Они стоят, смотрят в темноту тропы, пьют по глотку настоящей воды из фляги. И держась друг за друга, тяжело опираясь на посохи, идут вниз.
Следующую реку они замечают по алым отблескам. Внизу будто разгорается пожар.
Тропа поворачивает и поворачивает, и выводит на обрывистый берег реки огненной. Вал пламени катится из темноты во тьму. И брошенный с обрыва рис не помогает, не выявляет невидимый мост.
— Мой черед, — говорит Молли.
— Нет. — Артур трясет головой. — Нет, я не согласен. Я должен…
— Нет, дорогой. Мы же вдвоем. И теперь мой черед.
Она достает нож из сумки и решительно — чтобы не передумать, не испугаться, — вырезает руну «зрение» прямо поверх левого глаза. Вдавливая лезвие, чтобы проткнуть глазное яблоко.
Артур держит ее за плечи, направляет руку. Боль чудовищна, но кричать нельзя — и Молли не кричит.
Опускает руку с ножом, ее трясет. Артур обнимает Молли со спины. Плачет — шее мокро. Молли вжимается в его тепло. Впереди темнота — нет сил открыть… глаз. Оставшийся глаз. Левую глазницу саднит — в ней темно, — но ненадолго.

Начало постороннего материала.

PR #315, opened 2019-08-13
Possible Fix?  Items not buyable from Vendors.

drk84:
It seems that struct items was not initialized? I don't know if it's the correct way, i just checked this:

http://www.gnu.org/software/gnu-c-manual/gnu-c-manual.html#Initializing-Structure-Members

### DIFF
--- a/src/network/receive.cpp
+++ b/src/network/receive.cpp
@@ -726,7 +726,7 @@ bool PacketVendorBuyReq::onReceive(NetState* net)
 		return true;
 	}
 
-    VendorItem items[MAX_ITEMS_CONT] = {};
+    VendorItem items[MAX_ITEMS_CONT] = {0};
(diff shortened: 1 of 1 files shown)


cbnolok:
The previous syntax should be okay afaik, it's a cpp initializer list, when it's empty the data will be zero initialized. Maybe the problem lies in another change?

drk84:
Pratically   i have noticed  that without the {0},  all the elements of VendorItem items  have the m_serial property always set to the maximum value of dword (4294967295)
immagine

and thus skipping this check ( i don't know why the serial is compared to 0)
immagine

cbnolok:
Oh yes, because the empty brackets default initialize the elements (thus, using the constructor), while with 0, it's a zero initialization of the memory. I used empty brackets because i supposed that isvaliduid was used, instead of checking its val against zero, but it's fine anyways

Огонь видится белым, почти серебряным. Мост, пересекающий провал, сделан из стекла. Парит в темноте, ни на чем не держась.
Молли берет Артура за руку и ведет.
— Только не смотри вниз.
— Конечно.
Они пересекают мост — он тонко звенит под костяными ногами Артура.
На другой стороне тропа ведет вниз, почти отвесно, они слезают, цепляясь за корни. Правый глаз Молли видит темноту и древесные корни, левый — линии света под корой, будто это не дерево — а все солнца, все луны, все звезды, какие только бывают, стоит приглядеться — и упадешь в бесконечность.
Третью реку они чувствуют за три поворота: настолько нестерпима ее вонь. Багровая, кровавая река катит волны из темноты во тьму, и через нее нет мостов. Деревянный посох Молли, лишь дотронувшись до крови, распадается прахом. Посох же наполовину костяной — остается цел.
— Я перенесу тебя, — улыбается Артур. — Вот видишь, пригодились мои ноги.
— Ты меня не удержишь, — качает головой Молли. Кровавая река гораздо шире той, первой.
Но он все же пытается — и они самую малость не дотягивают до берега. Артур пошатывается, разворачивается к нему спиной.
— Прыгай! Ну вдруг!
Она прыгает.
Задевает кровь башмаками, задевает рукой, но падает удачно — хоть башмаки распадаются прямо на ногах, а мизинца на правой руке у нее больше нет.
Немедленно вскакивает.
Артур, пошатываясь, ковыляет к ней. И, добредя, сваливается ей на руки. Молли укладывает его на древесные корни. Костяные ноги Артура изъедены. Он пытается подняться — но правая переламывается, и Артур падает.
Прямо у его ног начинается тропа, ведущая вниз.
— Иди дальше одна.
Молли мотает головой.
— Иди, мы дошли так далеко. Осталось совсем немного. Иди.
И она идет. И ей даже нельзя обернуться — но она и так знает, что он смотрит ей вслед.
В самом конце тропы — простая деревянная дверь. Молли сжимает нож и толкает ее. Она ожидает увидеть туннель. Или же еще одну реку и пристань. Или же дворец.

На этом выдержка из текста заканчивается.